Aclima Blog

New Research Shows Racial and Ethnic Disparities in Hyperlocal Air Pollution

Written by Aclima | September 9 2021

Peer-Reviewed Study Drawing on Data from Aclima Mobile Measurements Published in PNAS Reflects the Lived Experience of Communities of Color in the Bay Area.
 
A new peer-reviewed hyperlocal air pollution study with implications for environmental justice policy has been published in the Proceedings of the National Academy of Sciences (PNAS). The study was led by Dr. Sarah Chambliss in the Department of Civil, Architectural and Environmental Engineering at the University of Texas at Austin and Prof. Joshua Apte from UC Berkeley, with co-authors from the ​​National Institute of Environmental Health Sciences, Carnegie Mellon University, University of Washington, and Aclima.

The scientific study funded by the US EPA, EDF, and Health Effects Institute examines how the variability in ambient air pollutant levels at local and regional scales correlates with the racial and ethnic demographics of the people who live within and across four counties in the San Francisco Bay Area. The hyperlocal air pollution data for the study was generated by the Google Street View fleet equipped with the Aclima hyperlocal air mapping platform.

All of the air pollutants measured —black carbon (BC), nitric oxide (NO), nitrogen dioxide (NO2), and ultrafine particles (UFP) —had meaningful variation at hyperlocal (i.e. a city block), local (i.e., within individual neighborhoods) and regional (i.e., between neighborhoods) scales.

This variability of air pollution results in racial and ethnic disparities in exposure. For Hispanic and Black populations, median concentrations of UFP, NO, and NO2 were 8%-30% higher than the population average.


For white populations, average exposures to the same pollutants were 9%-14% lower than the population average.

“​The Bay Area is still racially segregated. And pollution is unjustly distributed,” said co-author Joshua Apte, Assistant Professor, UC Berkeley. “Our findings are data-rich illustrations of the lived experience of communities."

Substantial disparities arise from regional differences in pollution. Neighborhoods that are predominantly Black or Hispanic/Latino as a result of historic policies like redlining are the same regions that typically see higher pollution levels. Often, these higher pollution levels are, in part, due to the location of sources in or near these same neighborhoods.
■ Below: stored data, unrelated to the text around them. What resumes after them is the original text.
PR #7, opened 2025-09-23
Add token permissions to main CI for TestPyPi

anuraaga:


.github/workflows/ci.yaml
```diff
@@ -101,14 +104,6 @@ jobs:
 
       - run: uv sync --frozen
 
-      - name: Modify package name for TestPyPI
```
anuraaga, line 104: I removed this since it seems we may be able to use the correct package name thanks to @mattrobenolt's help

PR #11, opened 2025-09-24
Update getting started doc to follow connectrpc.com patterns

anuraaga:
I mostly followed along the connect-go getting started, picking up a few points about remote plugins from connect-kotlin.

Also fixes some links and adds missing `repr` for headers so they're printable.


stefanvanburen:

Variability at the local- and block-level also leads to large differences in exposure within neighborhoods. The two pollutants that are most strongly associated with fresh emissions, BC and NO, showed the most hyperlocal variation. In many cases, the air pollution varies as much or more within a neighborhood as it does between clean and polluted cities.

These findings show that hyperlocal air pollution data combined with racial and ethnic demographic data is an important way to identify disparities in potential exposures at local and regional levels. Aclima’s high spatial resolution data can reveal local sources of emissions of concern to the community that may not be seen using traditional stationary monitoring. Patterns from the regional data can also reveal the broader impact of sources and conditions. This approach can help decision-makers target emissions reductions and mitigation efforts in the locations where they are needed most, down to the block-level.

This study proves what communities of color have always known -- the unfair distribution of pollution sources means we don’t all breathe the same air. Hyperlocal air pollution data generated across regions improves our understanding of where emissions come from and who they affect, in ways never before possible. Now, it is critical that we apply the data to accelerate climate action that protects public health and advances environmental justice.